On the day of Children's Day on June 1, the famous "phoenix" *ST Jintai of A shares issued an announcement saying that after receiving the decision on terminating the company's listing, the starting date of the company's stock entering the delisting period is June 10. , and the expected last trading date is June 30.

*ST Jintai has a lot of stories. It was listed in 2001, and its performance changed just a year after its listing. After 20 years, it has been performing various stories of shell protection.Less than half a year after listing, the major shareholder sold the stock to Beijing Xinhengji. The actual controller of Beijing Xinhengji is Huang Guangyu's brother Huang Junqin. As of the end of the first quarter, Huang Junqin and his son Huang Yu jointly held *ST Jin Taiyue 19% of the shares are the actual controller.The number of shareholders of the company is 6883.

*ST Jitang also received the delisting decision on the same day as *ST Jintai. Because the 2020 annual financial and accounting report was issued with an audit report that could not express an opinion, Tongjitang shares will continue to be delisted from April 30, 2021. Warning.As of April 30, 2022, the company has not disclosed the latest annual report within the statutory period.As of September 30, 2021, the company has a total of about 50,000 shareholders.

It is worth noting that according to the new trading mechanism, the delisting adjustment period is shortened from 30 trading days to 15 trading days, and there is no change in the first trading day.
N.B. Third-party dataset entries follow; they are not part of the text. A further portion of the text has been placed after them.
PR #1278, opened 2018-01-31
Make sure that the summary will always fit in it's column size

mikeSimonson:


atrol:
I think that silent truncation at this low level is no good idea.

The client is responsible to deal with it.
E.g. don't allow to enter more than 128 characters or provide a message if the description is too long.

Do you get any problem in Mantis because of this?
If so, please open a bug report at https://www.mantisbt.org/bugs for it.

Also if you want some new feature or enhancement, create a report and reference it in the body of your commit message, e.g.
`Fixes #<TheIdOfTheReport>`

mikeSimonson:
I get errors because a plugin use your api with a longer summary ( a mail plugin). Right now the application just crash because of this.

The application at the very least should return an error when it's used with parameters that would make it crash.
By the way the silent truncation is how it works if you use an old enough version of mysql (pre 5.7.something).

PR #1280, opened 2018-02-03
Fix regression that discloses file path in some errors

vboctor:
This was introduced as part of refactoring error handler and it happens with some errors even when show_detailed_errors is set to OFF.

Fixes #23925

### DIFF
--- a/api/rest/index.php
+++ b/api/rest/index.php
@@ -45,7 +45,9 @@ ApiObjectFactory::$soap = false;
 
 # Show SLIM detailed errors according to Mantis settings
 $t_config = array();
-if( ON == config_get_global( 'show_detailed_errors' ) ) {
+
+$t_show_detailed_errors = ON == config_get_global( 'show_detailed_errors' );
+if( $t_show_detailed_errors ) {
 	$t_config['settings'] = array( 'displayErrorDetails' => true );
 }
 
@@ -74,7 +76,11 @@ $t_container['errorHandler'] = function( $p_container ) {
 		$t_error_to_log =  $p_exception->getMessage() . "\n" . $t_stack_as_string;
 		error_log( $t_error_to_log );
 
-		return $p_response->withStatus( HTTP_STATUS_INTERNAL_SERVER_ERROR )->withJson( $t_data );
+		if( $t_show_detailed_errors ) {
+			$p_response = $p_response->withJson( $t_data );
+		}
+
+		return $p_response->withStatus( HTTP_STATUS_INTERNAL_SERVER_ERROR );
 	};
 };
 
--- a/api/rest/index.php
+++ b/api/rest/index.php
@@ -70,7 +70,11 @@ $t_container['errorHandler'] = function( $p_container ) {
 			return $p_response->withStatus( $p_exception->getCode(), $p_exception->getMessage() )->withJson( $t_data );
 		}
 
-		return $p_response->withStatus( HTTP_STATUS_INTERNAL_SERVER_ERROR, $p_exception->getMessage() )->withJson( $t_data );
+		$t_stack_as_string = error_stack_track_as_string( $p_exception );
+		$t_error_to_log =  $p_exception->getMessage() . "\n" . $t_stack_as_string;
+		error_log( $t_error_to_log );
+
+		return $p_response->withStatus( HTTP_STATUS_INTERNAL_SERVER_ERROR )->withJson( $t_data );
 	};
 };
 
--- a/api/rest/index.php
+++ b/api/rest/index.php
@@ -70,7 +70,7 @@ $t_container['errorHandler'] = function( $p_container ) {
 			return $p_response->withStatus( $p_exception->getCode(), $p_exception->getMessage() )->withJson( $t_data );
 		}
 
-		$t_stack_as_string = error_stack_track_as_string( $p_exception );
+		$t_stack_as_string = error_stack_trace_as_string( $p_exception );
 		$t_error_to_log =  $p_exception->getMessage() . "\n" . $t_stack_as_string;
 		error_log( $t_error_to_log );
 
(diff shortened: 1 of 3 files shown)


core/error_api.php
```diff
@@ -247,11 +247,16 @@ function error_handler( $p_type, $p_error, $p_file, $p_line, array $p_context )
 
 	$t_error_description = nl2br( $t_error_description );
 
+	# Make sure the file path is not disclosed via exception details
+	$t_error_description = str_replace( config_get_global( 'absolute_path' ), '.../', $t_error_description );
```
atrol: we have
```
define ('DIRECTORY_SEPARATOR', "/");
$g_absolute_path = dirname( __FILE__ ) . DIRECTORY_SEPARATOR;
```
Can't check myself at the moment, did you try if it works on Windows?

Should the path be removed if `ON == config_get_global( 'show_detailed_errors' )`?

vboctor: I initially had the code to only show the path when `show_detailed_errors` is ON.  But I then removed this code since I think it is not worth having the extra checks.  The real value is the relative path.

I don't have a Windows environment setup at the moment.

dregad:
I'm also concerned about the robustness of the proposed _str_replace()_-based solution. It works for sure on unix-like environments with a standard MantisBT installation, but what about the case where the admin customized the folder locations in config_inc.php ? Regardless of the directory separator, there are bound to be cases where a simple replacement won't do the trick.

I thought about using the `file` item in the exception's first stack trace entry instead of $g_absolute_path as string to replace, but it this still does not sound very solid.

IMO, PHP errors are not meant to be displayed to end users; I believe it would be preferable and safer to display a generic error, while writing the actual message and stack trace in the system log - at least when $g_show_detailed_errors = OFF.

core/error_api.php
dregad: I can test on Windows when I'm in the office on Monday.

vboctor:
Will look into having our exception displayed, but PHP exceptions or exceptions that didn't originate from Mantis show a generic message (e.g. internal error, while logging the proper error).  If show detailed errors is ON, then we will always show exception.  Will refine the approach as I look further on the code.

Will remove path replacement.

dregad:
Cheers. Please note that I will probably not have the opportunity to review/test your revised fix until tomorrow evening (~22:00 CET) as I won't be at home the whole day. I'll do my best to do it as soon as possible, so you can release 2.11 as planned, but if I can't manage I'd rather postpone the release by a few days.

vboctor:
I have implemented an alternative fix which:

- Logs php errors.
- Don't display php exception messages in UI or API.

api/rest/index.php
```diff
@@ -70,7 +70,11 @@
 			return $p_response->withStatus( $p_exception->getCode(), $p_exception->getMessage() )->withJson( $t_data );
 		}
 
-		return $p_response->withStatus( HTTP_STATUS_INTERNAL_SERVER_ERROR, $p_exception->getMessage() )->withJson( $t_data );
+		$t_stack_as_string = error_stack_track_as_string( $p_exception );
+		$t_error_to_log =  $p_exception->getMessage() . "\n" . $t_stack_as_string;
+		error_log( $t_error_to_log );
+
+		return $p_response->withStatus( HTTP_STATUS_INTERNAL_SERVER_ERROR )->withJson( $t_data );
```
dregad: Is it normal to return `->withJson( $t_data )` which still contains the exception's message ?

core/error_api.php
```diff
@@ -480,30 +488,47 @@ function error_print_context( array $p_context ) {
...
 /**
- * Print out a stack trace
+ * Get the stack trace as a string that can be logged or echoed to CLI output.
+ *
+ * @param Exception|null $p_exception The exception to print stack trace for.  Null will check last seen exception.
+ * @return string multi-line printout of stack trace.
  */
-function error_print_stack_trace() {
-	$t_stack = error_stack_trace();
+function error_stack_track_as_string( $p_exception = null ) {
```
dregad: Should be *error_stack_trac**e**_as_string*, no ?

core/error_api.php
```diff
@@ -480,30 +488,47 @@ function error_print_context( array $p_context ) {
...
+/**
+ * Print out a stack trace
+ *
+ * @param Exception|null $p_exception The exception to print stack trace for.  Null will check last seen exception.
+ */
+function error_print_stack_trace( $p_exception = null ) {
+	$t_stack = error_stack_trace( $p_exception );
+
+	if( php_sapi_name() == 'cli' ) {
+		echo error_stack_track_as_string( $p_exception );
```
dregad: *error_stack_trac**e**_as_string*

core/error_api.php
```diff
@@ -480,30 +488,47 @@ function error_print_context( array $p_context ) {
...
+	return $t_output;
+}
+
+/**
+ * Print out a stack trace
+ *
+ * @param Exception|null $p_exception The exception to print stack trace for.  Null will check last seen exception.
+ */
+function error_print_stack_trace( $p_exception = null ) {
+	$t_stack = error_stack_trace( $p_exception );
```
dregad: Move that after the _cli_ test, just before the foreach loop

core/error_api.php
```diff
@@ -480,30 +488,47 @@ function error_print_context( array $p_context ) {
...
+
+	if( php_sapi_name() == 'cli' ) {
+		echo error_stack_track_as_string( $p_exception );
 		return;
 	}
```
dregad: `# remove the call to the error handler from the stack trace` (a few lines down from here) looks like a leftover comment from older code which should probably be removed.

vboctor: Removed.

core/error_api.php
vboctor: Fixed typo.

core/error_api.php
vboctor: Fixed typo.

core/error_api.php
vboctor: Moved.

api/rest/index.php
vboctor: Changed code to include it only if show detailed errors is ON.

vboctor:
@dregad thanks for the review.  I applied all your review comments.  Let me know if all looks good.

dregad:
Looks good, but I didn't test in depth the behavior from the API.

PR #1281, opened 2018-02-04
Update admin checks to make finfo extension mandatory

vboctor:
Fixes #23930


atrol:
Another approach for it https://github.com/mantisbt/mantisbt/pull/1282

PR #1283, opened 2018-02-05
Remove utf8 library, enforce mbstring extension

atrol:
Fixes [#23214](https://www.mantisbt.org/bugs/view.php?id=23214)


vboctor:
+1 for removing the dependency.  However, I think we should consider whether we should have deprecated functions for background compatibility like utf8_substr and utf8_strlen that just call the mb_ equivalent.  This way if plugins are calling such APIs they get deprecated message rather than fail.  Thoughts?  Not strong opinion there, just wanted to make sure we are intentionally about it.

atrol:
> I think we should consider whether we should have deprecated functions

Added utf8_strlen(), utf8_substr() and utf8_strtolower().
These are all utf8_* functions I found when checking the 73 plugins under https://github.com/mantisbt-plugins.

I am a bit astonished that there are not that many plugins affected from this change.
Seems some of them are not clean in terms of UTF8 and use the standard PHP functions (strlen(), ...)

I will also provide PRs to remove usage of utf8_* for those plugins that support Mantis 2.x.

There are a few more plugins affected, but they do not support 2.x or are no longer needed

dregad:
Nice one @atrol I've had this on my todo list for ages, but never got around to doing it.

With regards to the provided fallback, deprecated functions - is there a reason for only providing a subset of 3 (utf8_strlen, utf8_substr and utf8_strtolower) from the old library's list ? I would expect the following list for full backwards-compatibility:

```
PHP> include 'library/utf8/utf8.php';
PHP> include 'library/utf8/str_pad.php';
PHP> print_r(get_defined_functions()['user']);
Array
(
    [0] => utf8_strlen
    [1] => utf8_strpos
    [2] => utf8_strrpos
    [3] => utf8_substr
    [4] => utf8_strtolower
    [5] => utf8_strtoupper
    [6] => utf8_substr_replace
    [7] => utf8_str_pad
)
```

So we're missing: utf8_strpos, utf8_strrpos, utf8_strtoupper, utf8_substr_replace.

atrol:
> is there a reason for only providing a subset of 3 (utf8_strlen, utf8_substr and utf8_strtolower) from the old library's list ?

Laziness and
> These are all utf8_* functions I found when checking the 73 plugins under https://github.com/mantisbt-plugins.

vboctor:
Just merged #1280 - I recall it moved some utf8 calls into user_api.  So you may have to rebase and convert these calls.

atrol:
> So you may have to rebase

Done, got no conflicts

> convert these calls

I don't see any utf8 related changes in https://github.com/mantisbt/mantisbt/pull/1280/files

atrol:
> So you may have to rebase and convert these calls.

Now true + merge conflicts after latest changes.

library/README.md
```diff
@@ -9,8 +9,7 @@ The version and status of each is summarized below:
 
 directory       | project         | version   | status
 ----------------|-----------------|-----------|---------------
-rssbuilder      | RSSBuilder      | 2.2.1     | patched [1]
-utf8            | phputf8         | 0.5       | unpatched
+rssbuilder      | RSSBuilder      | 2.2.1     | patched [2]
```
vboctor: Should this be `patched [1]`?

atrol: It should.
I fixed this some while ago
https://github.com/mantisbt/mantisbt/commit/e30f40ce74d414b9604461eae3de88be29cc539d
but got lost when rebasing this branch.
Will fix.

atrol:
Do not merge.
I am not happy how it works at the moment if mbstring is not enabled.
Will work on a better solution.

atrol:
@dregad @vboctor I would like to get your opinion especially on my latest commit https://github.com/mantisbt/mantisbt/pull/1283/commits/da34cc9855349fd3a5fc664ee6bbdb8076c05df8

I don't want to open a can of worms because of this in this PR and start rewriting the installer.
There is at least one conceptual problem in installer, as there is a different behaviour depending on a valid login cookie, so you get different results for config_get calls.
For another side effect of this, see https://mantisbt.org/forums/viewtopic.php?f=3&t=19112#p64562 
where we try to update user last_visit time. This fails if we are upgrading from earlier versions, where we stored dates with another data type than we store now.

Should we keep my latest commit, or should we live with an ugly error message when upgrading an installation where mbstring extension is not enabled?

dregad:
I don't have time to look into this now - should be able to check tomorrow evening if all goes well.

dregad:
I am not so keen on the approach to systematically falling back (non-utf8) strtolower, although in the case of 69539e (session_handler) and 27a830f (browser language) it is unlikely to cause issues as you've well explained in the commit messages. 

da34cc9 is a different story though because the function operates on user-provided strings that have a non-negligible chance of being customized, so there is a risk that someone will use UTF8 string.

Alternatives:
- detect early in core.php that mbstring extension is enabled, and either abort gracefully or implement some fallback mechanism in this case
- use another, more modern UTF8 library that will abstract this whole mb_XXX business for us (e.g. https://github.com/tchwork/utf8)

atrol:
Thanks @dregad for the feedback

I removed the former mb_strtolower -> strtolower changes and implemented

> detect early in core.php that mbstring extension is enabled

Independant from that, I plan to remove the session_handler option https://www.mantisbt.org/bugs/view.php?id=23966

atrol:
@dregad is the PR ok for you after my latest changes?

@vboctor this could be a breaking change for some of our users.
Maybe there should be a special hint in release announcement for it.

PR #1284, opened 2018-02-06
Added the "-" for the users with a dash in their name (mentions), fixes 0022509

elen-ayanyan:


dregad:
Your commit message needs to reference (i.e. add `Fixes #xxxx`) an issue in our [tracker](https://mantisbt.org/bugs) , create one if needed.

elen-ayanyan:
Issue ID: 0022509

core/mention_api.php
```diff
@@ -74,7 +74,7 @@ function mention_get_candidates( $p_text ) {
 			. '(?<!' . $t_quoted_tag . ')' . $t_quoted_tag
 			. ')'
 			# any word char or period, but must not end with period
```
dregad: Change comment to reflect revised regex

`# any word char, dash or period, must end with word char`

elen-ayanyan:
Is it ok now?

dregad:
> Is it ok now?

The code looks fine.

As for the commit message, I think you don't understand what I'm asking. You changed the *Pull request's description*, which is not the same thing as the *Commit message*. The latter is the text you type when you commit your changes, e.g. `Update mention_api.php` for 57892ec157bbde5eacae37532d22aa5276ce5245.

Commit messages should actually describe what the change is about - *Update mention_api.php* is not really useful in that respect. For detailed information about what we consider a "good" commit message, please read http://mantisbt.org/wiki/doku.php/mantisbt:git_commit_messages

At that point, using your git client, you would need to [squash your 3 commits into one](https://stackoverflow.com/questions/5189560/squash-my-last-x-commits-together-using-git), and update (amend) the commit message, then force-push your feature branch to update the pull request.

PR #1288, opened 2018-02-09
Fix REST API cookie auth for users with 32 char cookies

vboctor:
Fixes #23954

### DIFF
--- a/core/authentication_api.php
+++ b/core/authentication_api.php
@@ -1113,11 +1113,6 @@ function auth_get_current_user_id() {
  * @access public
  */
 function auth_user_id_from_cookie( $p_cookie_string ) {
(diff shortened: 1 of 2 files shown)


core/authentication_api.php
```diff
@@ -1113,11 +1113,6 @@ function auth_get_current_user_id() {
  * @access public
  */
 function auth_user_id_from_cookie( $p_cookie_string ) {
-	# Save a db query if value provided doesn't look like a cookie
-	if( strlen( $p_cookie_string ) != AUTH_COOKIE_LENGTH ) {
```
atrol: `AUTH_COOKIE_LENGTH` is no longer used after this change.
You could remove it from constant_inc.php.

vboctor: Fixed

PR #1289, opened 2018-02-09
Remove admin check for Application Errors on Login page

atrol:
This test is no longer necessary, as we are now enforcing handling
method DISPLAY_ERROR_HALT for all error types since commit
c816588d2616225f33896e7f4f4cd5a45447bce6.

Fixes #23955


atrol:
Will force push later, as I choosed wrong branch to merge. (master instead of master-2.11)

PR #1290, opened 2018-02-10
Login page fixes

vboctor:
This login page was broken when:
- Show realname is ON.
- Show realname threshold not NOBODY.
- Anonymous access is disabled.

This was caused by a combination of an old and a new bug.

OLD Issue
- [23960](https://mantisbt.org/bugs/view.php?id=23960) EVENT_AUTH_USER_FLAGS should always be passed username rather than name

NEW Issue
- [23958](https://mantisbt.org/bugs/view.php?id=23958) Login page broken

### DIFF
--- a/core/user_api.php
+++ b/core/user_api.php
@@ -997,7 +997,8 @@ function user_get_name( $p_user_id ) {
  * @return bool true to show, false otherwise.
  */
 function user_show_realname() {
-	return access_has_project_level( config_get( 'show_user_realname_threshold', null, null, ALL_PROJECTS ) );
+	return auth_is_user_authenticated() &&
+	       access_has_project_level( config_get( 'show_user_realname_threshold', null, null, ALL_PROJECTS ) );
 }
 
 /**
--- a/core/authentication_api.php
+++ b/core/authentication_api.php
@@ -100,7 +100,7 @@ function auth_flags( $p_user_id = null, $p_username = '' ) {
 	}
 
 	if( $t_user_id ) {
-		$t_username = user_get_name( $t_user_id );
+		$t_username = user_get_username( $t_user_id );
 		$t_email = user_get_email( $t_user_id );
 	} else {
 		$t_username = $p_username;


core/user_api.php
```diff
@@ -997,7 +997,8 @@ function user_get_name( $p_user_id ) {
  * @return bool true to show, false otherwise.
  */
 function user_show_realname() {
-	return access_has_project_level( config_get( 'show_user_realname_threshold', null, null, ALL_PROJECTS ) );
+	return auth_is_user_authenticated() &&
```
atrol: Can you explain please why the additional check for auth_is_user_authenticated() is needed?
I would expect that access_has_project_level() returns false if user is not logged in.

atrol:
> This login page was broken when:
> - Show realname is ON.

Not true, it can also be OFF

This is enough for it

> - Show realname threshold not NOBODY.

core/user_api.php
vboctor: That doesn't seem to be the case.  At the time when I implemented the fix I didn't want to change at lower level, though I considered it.

vboctor:
I have just merged the EVENT_AUTH_USER_FLAGS fix which is the one necessary to fix this issue.

atrol:
@vboctor could you please double check.
It seems that after all those user name related changes, option show_realname is no longer used in code.

I am not sure, if we loose any former functionality with this, or if the option could be completely removed as `$g_show_realname = OFF;` and `$g_show_user_realname_threshold = NOBODY;` might be the same.

dregad:
> I am not sure, if we loose any former functionality with this

If I recall correctly, the idea was that we should always display the username, and if user access permits then the realname is shown via a tooltip. So there was indeed a loss in functionality (in the sense that it is no longer possible to always display the realname), but it was intentional on @vboctor's part.

The only issue that I see now, is that there is some cleanup that needs to be done; obsoleting `$g_show_realname` is one, and the other is to update the documentation (PHPDoc blocks, admin guide and some comments in the code (e.g. https://github.com/mantisbt/mantisbt/blob/master/core/user_api.php#L974)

All will accelerate the return of the market value of delisted companies, and investors must not participate blindly.

"Should be retired" has become inevitable

At present, the registration system has achieved full coverage of the three major exchanges, and the proportion of listings under the registration system is continuously increasing. While the registration system speeds up the listing speed, the delisting system can ensure the survival of the fittest in the capital market. In the past month, the Shenzhen and Shanghai exchanges have The number of stocks that announced the decision to terminate listing reached 32, which shows the intensity of delisting.

Behind the accelerated delisting speed is the gradual improvement of the delisting system, and the efficiency of the survival of the fittest in the capital market has been significantly improved.

In order to avoid delisting, many companies on the verge of delisting have made articles on "income" and "profit", such as surprise sales, and sudden increase in operating income in the short term.In this regard, at the end of 2021, the exchange issued a guideline for the deduction of operating income, and made efforts to precisely crack down on shell companies from three aspects.The first is to refine the deduction requirements for trade and quasi-financial businesses; the second is to standardize the criteria for judging “stable business models”; the third is to clarify the deduction of income obtained from the merger of abnormal transactions.

On April 29, the China Securities Regulatory Commission issued and implemented the "Guiding Opinions on Improving the Post-Delisting Supervision of Listed Companies".On the other hand, it will further strengthen investor protection, adapt to the requirements of normalized delisting, and build a good ecosystem of survival of the fittest with "in and out, and in and out".

It is foreseeable that under the strict implementation of the delisting system, the various loopholes in the previous system have been blocked, and it has become inevitable to "retire as much as possible".